PR #158, opened 2021-12-01
Improve error handling on missing result index errors on detector detail pages

### LINKED ISSUE #145: [BUG] Historical analysis result page shows loading if no readable custom result indices found
If user has no read permission on custom result index, historical result page will show loading state, but the search result response shows `{"ok":false,"error":"No readable custom result indices found"}`

ohltyler:

### Description
Before, if a custom result index was deleted for a detector that was configured with it, then the detector results pages (both real-time and historical) would get stuck in an infinite loading state due to uncaught exceptions on server-side (see #145 for details). 

This improves the experience in two ways:
1. Catching server-side exceptions on client-side to prevent the page from being stuck in infinite loading state
2. Adding an informative callout at the top level of the detector details page indicating a missing result index and next steps to take.

All wording & functionality has been signed off by UX.

Testing
- Confirmed no warnings on non-custom-result-index-detectors
- Confirmed the callout goes away when switching tabs if the index has been recreated in the background
- NOTE: no UT added due to complications in mocking. Will be added in integ tests as a separate effort to improve overall integ test scenarios / coverage.

Screenshots

New callout:

screencapture-localhost-5601-app-anomaly-detection-dashboards-2021-12-14-10_21_53

### Issues Resolved

Closes #145

### Check List

### DIFF
--- a/public/pages/DetectorDetail/containers/DetectorDetail.tsx
+++ b/public/pages/DetectorDetail/containers/DetectorDetail.tsx
@@ -155,7 +155,7 @@ export const DetectorDetail = (props: DetectorDetailProps) => {
   }, []);
 
   // Getting all visible indices. Will re-fetch if changes to the detector (e.g.,
-  // detector starts, result index re-created or user switches tabs to re-fetch detector)
+  // detector starts, result index recreated or user switches tabs to re-fetch detector)
   useEffect(() => {
     const getInitialIndices = async () => {
       await dispatch(getIndices('')).catch((error: any) => {
@@ -405,7 +405,7 @@ export const DetectorDetail = (props: DetectorDetailProps) => {
                 'resultIndex',
                 ''
               )}' has been deleted and all anomaly results have been lost. To start saving anomaly results, 
-              restart real-time or historical detection, or re-create the index.`}
+              restart real-time or historical detection, or recreate the index.`}
               color="danger"
               iconType="alert"
             >
@@ -422,21 +422,21 @@ export const DetectorDetail = (props: DetectorDetailProps) => {
                   await dispatch(createIndex(indexConfig, true))
                     .then(() => {
                       core.notifications.toasts.addSuccess(
-                        `Successfully re-created result index ${get(
+                        `Successfully recreated result index '${get(
                           detector,
                           'resultIndex',
                           ''
-                        )}`
+                        )}'.`
                       );
                     })
                     .catch((error: any) => {
                       console.error(error);
                       core.notifications.toasts.addDanger(
-                        `Error re-creating result index ${get(
+                        `Error recreating result index '${get(
                           detector,
                           'resultIndex',
                           ''
-                        )}`
+                        )}'.`
                       );
                     })
                     .finally(() => {
@@ -444,7 +444,7 @@ export const DetectorDetail = (props: DetectorDetailProps) => {
                     });
                 }}
               >
-                {isCreatingIndex ? 'Re-creating...' : 'Re-create index'}
+                {isCreatingIndex ? 'Recreating...' : 'Recreate index'}
               </EuiButton>
             </EuiCallOut>
           ) : null}
--- a/public/pages/DetectorDetail/containers/DetectorDetail.tsx
+++ b/public/pages/DetectorDetail/containers/DetectorDetail.tsx
@@ -22,14 +22,16 @@ import {
   EuiText,
   EuiFieldText,
   EuiLoadingSpinner,
+  EuiButton,
 } from '@elastic/eui';
 import { CoreStart } from '../../../../../../src/core/public';
 import { CoreServicesContext } from '../../../components/CoreServices/CoreServices';
 import { get, isEmpty } from 'lodash';
 import { RouteComponentProps, Switch, Route, Redirect } from 'react-router-dom';
-import { useDispatch } from 'react-redux';
+import { useDispatch, useSelector } from 'react-redux';
 import { useFetchDetectorInfo } from '../../CreateDetectorSteps/hooks/useFetchDetectorInfo';
 import { useHideSideNavBar } from '../../main/hooks/useHideSideNavBar';
+import { AppState } from '../../../redux/reducers';
 import {
   deleteDetector,
   startDetector,
@@ -37,6 +39,7 @@ import {
   getDetector,
   stopHistoricalDetector,
 } from '../../../redux/reducers/ad';
+import { getIndices, createIndex } from '../../../redux/reducers/opensearch';
 import { getErrorMessage, Listener } from '../../../utils/utils';
 import { darkModeEnabled } from '../../../utils/opensearchDashboardsUtils';
 import { BREADCRUMBS } from '../../../utils/constants';
@@ -53,6 +56,8 @@ import {
   prettifyErrorMessage,
 } from '../../../../server/utils/helpers';
 import { DETECTOR_STATE } from '../../../../server/utils/constants';
+import { CatIndex } from '../../../../server/models/types';
+import { containsIndex } from '../utils/helpers';
 
 export interface DetectorRouterProps {
   detectorId?: string;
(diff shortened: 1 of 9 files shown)


ohltyler:
CI failing due to `1.x` in core Dashboards being bumped to 1.3. Ideally after cutting 1.2 branch, and releasing 1.2, `main` should be bumped to `1.3`.

ohltyler:
> CI failing due to `1.x` in core Dashboards being bumped to 1.3. Ideally after cutting 1.2 branch, and releasing 1.2, `main` should be bumped to `1.3`. Reached out to owners of dependent plugins (common-utils, job-scheduler) to help resolve.

Update: these 2 plugins have been bumped to 1.3. AD and AD Dashboards should be able to bump versions now too

public/pages/DetectorDetail/utils/helpers.tsx
```diff
@@ -107,3 +108,13 @@ export const getDetectorStateDetails = (
     </Fragment>
   );
 };
+
+export const containsIndex = (index: string, indices: CatIndex[]) => {
```
ylwu-amzn, line 112: Is it possible that `indices` is null?

ohltyler: Good callout - I checked redux stores and confirmed the init values are empty arr (`[]`), and can only be overwritten by a valid set of indices from server-side. But just in case something is missed I think it's good to add a null check here - I'll add one

public/pages/DetectorDetail/containers/DetectorDetail.tsx
```diff
@@ -138,6 +154,18 @@ export const DetectorDetail = (props: DetectorDetailProps) => {
     scroll(0, 0);
   }, []);
 
+  // Getting all visible indices. Will re-fetch if changes to the detector (e.g.,
+  // detector starts, result index recreated or user switches tabs to re-fetch detector)
+  useEffect(() => {
+    const getInitialIndices = async () => {
+      await dispatch(getIndices('')).catch((error: any) => {
+        console.error(error);
+        core.notifications.toasts.addDanger('Error getting all indices');
```
ylwu-amzn, line 163: If user has no permission to list indices, what error message will show up?

ohltyler: It would be whatever is returned from the backend, like the regular permissions errors. The reason we only have a generic message in the toast is tor prevent some verbose / not formatted message show up which could add confusion. But it's logged on client-side console as well as server-side (and since it's permissions-related, would be logged in backend also)

public/pages/DetectorDetail/containers/DetectorDetail.tsx
```diff
@@ -365,6 +393,61 @@ export const DetectorDetail = (props: DetectorDetailProps) => {
...
+                style={{ marginLeft: '24px' }}
+                fill={false}
+                isLoading={isCreatingIndex}
+                onClick={async () => {
+                  setIsCreatingIndex(true);
+                  const indexConfig = {
+                    index: get(detector, 'resultIndex', ''),
+                    body: {},
+                  };
+                  await dispatch(createIndex(indexConfig, true))
```
ylwu-amzn, line 422: Will we use default AD result index mapping to re-create custom result index?

ohltyler: Currently it's pulling the mappings from [here](https://raw.githubusercontent.com/opensearch-project/anomaly-detection/main/src/main/resources/mappings/anomaly-results.json). More details on that [here](https://github.com/ohltyler/anomaly-detection-dashboards-plugin-1/blob/result-index-handling/server/routes/opensearch.ts#L185).

public/pages/DetectorDetail/containers/DetectorDetail.tsx
ylwu-amzn: Cool, it's ok to show regular permissions errors.

public/redux/reducers/opensearch.ts
```diff
@@ -295,36 +297,35 @@ export const deleteIndex = (index: string): APIAction => ({
...
+    if (exactMatchedAliases.length || exactMatchedIndices.length) {
+      //If we have exact match just return that
       return {
-        indices: partialMatchedIndices,
-        aliases: partialMatchedAliases,
+        indices: exactMatchedIndices,
+        aliases: exactMatchedAliases,
       };
+    } else {
+      //No results found for exact match, append wildCard and get partial matches if exists
```
ylwu-amzn, line 316: Why we need to get partial matched indices?

server/routes/opensearch.ts
```diff
@@ -177,10 +178,45 @@ export default class OpenSearchService {
...
+    let { isResultIndex } = request.params as { isResultIndex: any };
+    isResultIndex = JSON.parse(isResultIndex) as boolean;
+    let anomalyResultIndexMappings = {};
+
+    // If creating a custom result index: need to fetch the latest anomaly result index mappings.
+    // Currently pulling the stored JSON mappings from backend source code. Prefer to
+    // pull from backend rather than persisting a copy of the latest mappings in frontend code.
+    if (isResultIndex) {
+      try {
+        await fetch(ANOMALY_RESULTS_INDEX_MAPPINGS_LINK)
```
ylwu-amzn, line 190: Not sure if this will bring any security/performance issue, but seems AD plugin will be impacted if Github crashes and AD will run slow if Github has performance issue. Maybe we can either copy the mapping to frontend package or create a new API in backend if don't want to maintain duplicate index mappings in both frontend&backend package?

public/redux/reducers/opensearch.ts
ohltyler: There isn't any changed code here - seems it was initially saved without being formatted. The only changed lines in this file are lines 277-283.

server/routes/opensearch.ts
ohltyler: Yeah still playing around with the correct approach here. In fact, I just realized this would break in future versions, since the link is tied to `main`. If we change the mappings in 1.4 for example, but are running Dashboards 1.3, then it would be expecting the mappings associated with 1.3, but would get the ones from 1.4, since it's pulling from `main`.

We would have a similar problem with the API approach, unless we added a param to specify the schema version - but that still doesn't solve the problem of needing to make frontend changes every time the result index schema is changed (e.g., would need to change the schema version in api call). 

Also, I think it's preferred to not add APIs if only for this very small use-case, so to me it seems the best approach could be persisting a copy in the frontend. That way the correct mappings can be coupled with the running version of the cluster. But even this may not be maintainable, and could be forgotten to be updated if more backend schema changes happen.

What do you think? I can sync with UX again to possibly remove this functionality so we don't risk it breaking in the future.

ylwu-amzn: I think another option is to just show some warning message like "Your detector is using custom result index: xxx, but it's not found in cluster. The index will be re-created when you start realtime job or historical analysis.".
So we don't provide re-create result index button. If user don't need to restart realtime/historical analysis, they actually don't need the custom result index. If they need to restart, AD backend will help recreate before starting realtime/historical job.

public/pages/DetectorDetail/containers/DetectorDetail.tsx
amitgalitz: What does it mean by fetching the latest anomaly result index mapping? Is this different than the initial default mapping? Also what would the name be of the recreated custom result index.

server/routes/opensearch.ts
ohltyler: Agreed, wording along the lines of that would be more clear and allow us to remove the create index button. Regardless I think it's agreed we don't want to persist mappings logic in the frontend at all.

public/pages/DetectorDetail/containers/DetectorDetail.tsx
ohltyler: It would be the default mapping based on the current version. But since the mappings have changed over different versions (like adding high-cardinality-related fields to the results), the idea is to get the corresponding version of the mappings. The name would be the stored custom result index for the detector.

Either way this functionality will probably be removed and we will let the backend init the index with the correct mappings.

ohltyler:
Converting to draft until a better approach is decided on.

server/routes/opensearch.ts
ohltyler: @ylwu-amzn UX has agreed to go with this option. I'll remove the create index button and just tune the wording in the callout.

ylwu-amzn: Thanks @ohltyler , will review once new commit published.

public/pages/DetectorDetail/containers/DetectorDetail.tsx
ohltyler: This is removed now.

ohltyler:
@opensearch-project/opensearch-ux please have a look at the wording in the screenshot in the PR description to confirm. Thank you! @kgcreative is familiar with the current efforts

server/routes/opensearch.ts
ohltyler: New changes have been pushed.

kgcreative:
Thanks @ohltyler! Visual changes look good to me!

ylwu-amzn (approved):
LGTM. Thanks for the change!

amitgalitz (approved):
LGTM, thanks for changing this!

--------------------------------------------------

WHAT YOU ARE ASKED TO DO ▸
Reproduce each line from the listing above that includes the word "bumped".

OUTPUT OF THE TASK ▸
CI failing due to `1.x` in core Dashboards being bumped to 1.3. Ideally after cutting 1.2 branch, and releasing 1.2, `main` should be bumped to `1.3`.
> CI failing due to `1.x` in core Dashboards being bumped to 1.3. Ideally after cutting 1.2 branch, and releasing 1.2, `main` should be bumped to `1.3`. Reached out to owners of dependent plugins (common-utils, job-scheduler) to help resolve.
Update: these 2 plugins have been bumped to 1.3. AD and AD Dashboards should be able to bump versions now too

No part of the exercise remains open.